Etwa zwei Drittel der Betroffenen sind Mädchen, ein Drittel Jungen. Am häufigsten betroffen sind Mädchen und Jungen im Alter von etwa sieben bis zwölf Jahren.

Ein Teil dieser Kinder und Jugendlichen erlebt diese Form von Gewalt nur einmal. Die anderen Mädchen und Jungen müssen sexuelle Ausbeutung wiederholt erdulden, manchmal über Jahre hinweg. Dies ist umso eher der Fall, je näher der Täter oder die Täterin einem Opfer steht.

(Quelle: Kinderschutz Schweiz)

Vergangenheit ausgeschlossen

Oertle geht nicht davon aus, dass das Justizsystem im nächsten Jahr mit neuen Fällen überladen wird. «Die Gesetzesänderung wird erst nach einer gewissen Zeit gewisse Auswirkungen haben, weil sie lediglich bis zum 1. November 2008 eine rückwirkende Wirkung hat. Tatbestände, die vor diesem Datum verübt wurden, gelten weiterhin als verjährt.»

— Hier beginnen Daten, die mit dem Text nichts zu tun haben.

Issue #59, opened 2017-11-07
Add support for only building Dockerfiles that have changed.


MichaelSimons:
Currently the official builds always build the entire repo when triggered.  This is inefficient and hurts the ability to have shared images/layers in production.  Tooling should be created that will detect which Dockerfiles should get rebuilt whenever Dockerfiles are changed as well as base images.

PR #191, opened 2019-06-04
Support for image data file production

mthalman:
Updates the Image Builder tool to define commands that aid in the production of a data file that contains info about images produced during a build.  The end goal of all this is to be able to automatically queue a build whenever a base image changes and have that build only target the images that reference that changed base image (related to #59).

Change details:
* Updates the Build command to write to a file the external base images digest values of the images that were built by the command.  The Build command gets run by many jobs each producing a small subset of the whole graph so each one of those jobs will be producing such a data file.
* Defines a new command named UpdateImageData.  This command consumes all of the image data files that were produced by the Build command and merges them all into a master file.  This master file, named image-data.json, is stored in the docker-tools repo and is intended to contain image data for all .NET Docker images.  This file has been included with these changes and is bootstrapped with the data produced by the dotnet-docker nightly build.  The UpdateImageData command is intended to be executed in a pipeline during the publish stage; once all the images have been published, we want to track the data associated with these images in this master file.
* Defines a new command named RebuildStaleImages.  This command consumes a subscriptions.json file which describes all of the .NET Docker image repos we want to track and the associated pipelines that produce those images.  The command will check whether those images are up-to-date with their referenced base image by comparing the digest of the currently available base image with the digest value stored in the master image data file stored in docker-tools.  If the digests don't match, the command will queue a build to rebuild the image that references that base image.  A pipeline is also included with these changes that invokes this command.  This pipeline is intended to be run on a scheduled basis to ensure the images are kept up-to-date.


Microsoft.DotNet.ImageBuilder/src/SubscriptionsModel/PipelineTrigger.cs
```diff
@@ -0,0 +1,17 @@
...
+
+namespace Microsoft.DotNet.ImageBuilder.SubscriptionsModel
+{
+    public class PipelineTrigger
+    {
+        [JsonProperty(Required = Required.Always)]
+        public int Id { get; set; }
+
+        [JsonProperty(Required = Required.Always)]
+        public string PathArgsName { get; set; }
```
MichaelSimons: >PathArgsName [](start = 22, length = 12)

What do you think of renaming this in terms of the pipeline concept - `PathVariable`

Microsoft.DotNet.ImageBuilder/src/ManifestModel/Architecture.cs
```diff
@@ -2,7 +2,7 @@
 // The .NET Foundation licenses this file to you under the MIT license.
 // See the LICENSE file in the project root for more information.
 
-namespace Microsoft.DotNet.ImageBuilder.Model
+namespace Microsoft.DotNet.ImageBuilder.ManifestModel
```
MichaelSimons: >ManifestModel [](start = 40, length = 13)

What do you think of a more hierarchical namespace for the models?  

 Microsoft.DotNet.ImageBuilder.Models.Manifest
 Microsoft.DotNet.ImageBuilder.Models.Subscription
etc

Microsoft.DotNet.ImageBuilder/src/SubscriptionsModel/GitRepoInfo.cs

Das bedeutet, dass die Fälle sexueller Ausbeutung in kirchlichen und staatlichen Institutionen, die erst jetzt an die Öffentlichkeit kommen, gerichtlich ungesühnt bleiben werden. Kürzlich hat eine Untersuchung im Kanton Luzern für Aufsehen gesorgt, weil rund die Hälfte der befragten ehemaligen Insassen von Institutionen aussagten, sie seien zwischen 1930 und 1970 Opfer von sexuellen Übergriffen geworden. Diese Fälle werden strafrechtlich nie untersucht werden, weil sie verjährt sind.

Ende des Familienlebens

2011 wurden in der Schweiz laut dem Bundesamt für Statistik 1403 Personen wegen sexuellen Aktivitäten mit Kindern beschuldigt. Die Dunkelziffer wird von Fachleuten als hoch eingeschätzt.

Die Schweizer Autorin Iris Galey, die jahrelang von ihrem Vater missbraucht wurde und 1981 ein Buch über diese Erfahrungen publiziert hatte, sprach sich im Abstimmungskampf für die Initiative aus.

«Viele Täter kommen mit einem blauen Auge davon, während die Opfer das ganze Leben lang gestraft bleiben. Es trifft die Opfer hart, vor allem auch in ihren Beziehungen», sagt Galey gegenüber swissinfo.ch.

Galeys Vater nahm sich das Leben, nachdem seine Tochter den Missbrauch öffentlich gemacht hatte. Damals war sie 14 Jahre alt. Ihre Mutter glaubte ihr die Vorwürfe nicht. Das bedeutete das Ende ihres Familienlebens.

Es geht um Fairness

«Mit 14 wurde ich von Zuhause weggeschickt. Eine Polizistin glaubte mir zwar, aber niemand hat jemals mit mir über den Missbrauch oder den Suizid gesprochen. Ich habe mich nie von den Ereignissen erholt», erzählt Galey.

«Bei der Unverjährbarkeit geht es um Fairness und darum, dass man den Opfern glaubt. Auf der andern Seite müssen die Täter der Wahrheit ins Auge schauen, bevor sie sterben.»